WHAT IS EXPECTED: Find the line containing "option from Init." in the records below. Copy exactly that line and each one after it, ending at the line containing "- Just set a", and nothing more.

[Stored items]
= Beginning of Section =
PR #1313, opened 2020-10-19
Fixed display of values with double quotes in text inputs

Altair4713:
Values with double quotes were displayed correctly in text inputs.

Example:
image

### DIFF
--- a/src/Screen/Fields/Input.php
+++ b/src/Screen/Fields/Input.php
@@ -103,6 +103,10 @@ class Input extends Field
             if (is_array($mask)) {
                 $this->set('mask', json_encode($mask));
             }
+
+		        if(!empty($this->get('value'))) {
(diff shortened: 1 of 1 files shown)


tabuna:
Made the fixes myself. The proposed changes do not affect all attribute behaviors. https://github.com/orchidsoftware/platform/pull/1314

In previous versions, we used our own attribute handling. A newer version of Laravel has a class `ComponentAttributeBag`.
Which is created for the same purposes. It turned out that the data passed to the constructor is not processed:

```php
$bag = new ComponentAttributeBag(['value' => 'valueQuote"']);

(string) $bag // value="valueQuote""
```

Used instead:

```php
$bag = new ComponentAttributeBag();
$bag->merge(['value' => 'valueQuote"']);

(string) $bag // value="valueQuote&quot;"
```

PR #1346, opened 2020-11-09
Added indication of the label name

Vladqqw:
Added instructions for the name label, not all use translation by key, `resources/lang/{lang}.json`, violates the integrity of the project if there are a lot of languages in the project
`resources/lang/{lang}/platform.php`

```
 Map::make('place')
                    ->latitude(_('admin.map.latitude'))
                    ->longitude(_('admin.map.longitude'))
                    ->title('Object on the map')
                    ->help('Enter the coordinates, or use the search')
```

### DIFF
--- a/resources/views/fields/map.blade.php
+++ b/resources/views/fields/map.blade.php
@@ -8,7 +8,7 @@
         </div>
         <div class="row mt-3">
             <div class="col-md">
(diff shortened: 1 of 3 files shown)


tabuna:
Hey. You can specify translations of these keys directly in this package by making a PR.
This will help everyone because there will be no need to create files with translations for each developer independently.

PR #1350, opened 2020-11-10
ref #1349 [Upload] Fix upload timeout

### LINKED ISSUE #1349: Dropzone.js timeout option not set. Using 30 seconds default.
**Is your feature request related to a problem? Please describe.**
When dealing with large files with the Upload field, the default Dropzone.js option of timeout is set to drop upload after 30 seconds (which matches the default of PHP).

**Describe the solution you'd like**
It would be great if it would take into account the php max_execution_time for this option. Or to customize it via a "timeout" method on the field.

**Describe alternatives you've considered**
- Add "max_execution_time" to "maxFileUpload" [method](https://github.com/orchidsoftware/platform/blob/03f9a113b1a70bc5075ce86a918707f0e7d82169/src/Support/Init.php#L60) and add the option on [initDropZone](https://github.com/orchidsoftware/platform/blob/6d1520d0bdf879fefc45c300084a9c6b0620f7bf/resources/js/controllers/fields/upload_controller.js#L190) calling the "max_execution_time" option from Init.
- Just set a default (0) and giving one the ability to change the option from the Field.

**Additional context**
Wanted to create a PR but decided to create an issue to expose the problem, since not sure if mine is the best solution (by architecture). But happy to submit a PR.

josespinal:
Fixes #1349

## Proposed Changes

  - Add a timeout option to the Upload field with default of 0.
  - Add the Dropzone option of "timeout" and get it from the Field definition.


src/Screen/Fields/Upload.php
```diff
@@ -56,6 +56,7 @@ class Upload extends Field
         'parallelUploads' => 10,
         'maxFileSize'     => null,
         'maxFiles'        => 9999,
+        'timeOut'         => 0,
```
tabuna, line 59: Let's add a dock block with an explanation that this value can be overridden:

```php
* @method Upload timeOut(int $second = null)
```

Issue #1393, opened 2020-12-10
Translation for persian language farsi


wikiccu:
Hello
I would ask you is there any plan for translation to the Persian/farsi language ?

tabuna:
Hey @wikiccu, I have no plans to add languages that I do not speak.
 But I will gladly accept PR for adding them to the repository.

wikiccu:
Sure I asked this because I wanted to send PR for translation 
thank you ill work on it.

PR #1394, opened 2020-12-11
Create fa.json

wikiccu:
#1393 
## Proposed Changes
create Persian Farsi translation.


tabuna:
Maybe I'm wrong. But isn't Persian written from right to left? Don't you have a problem with that? We could add HTML to tell browsers to change direction.

```html
<html dir="rtl" lang="fa">
```

wikiccu:
> Maybe I'm wrong. But isn't Persian written from right to left? Don't you have a problem with that? We could add HTML to tell browsers to change direction.
> 
> ```
> <html dir="rtl" lang="fa">
> ```

Yes, Persian like Arabic is Right to Left some time it needs CSS changes but for reading in a good way that HTML code can help.
thank you

PR #1470, opened 2020-12-22
Add model key to config/platform.php for overriding the authentication models

level39:
This allows us to easily reference the custom User and Role models if necessary.


tabuna:
Hey, have you seen this https://orchid.software/en/docs/configuration/#model-classes?

level39:
Great, guess there's no need to merge. Thanks!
= End of Section =
EXERCISE RESPONSE:
- Add "max_execution_time" to "maxFileUpload" [method](https://github.com/orchidsoftware/platform/blob/03f9a113b1a70bc5075ce86a918707f0e7d82169/src/Support/Init.php#L60) and add the option on [initDropZone](https://github.com/orchidsoftware/platform/blob/6d1520d0bdf879fefc45c300084a9c6b0620f7bf/resources/js/controllers/fields/upload_controller.js#L190) calling the "max_execution_time" option from Init.
- Just set a default (0) and giving one the ability to change the option from the Field.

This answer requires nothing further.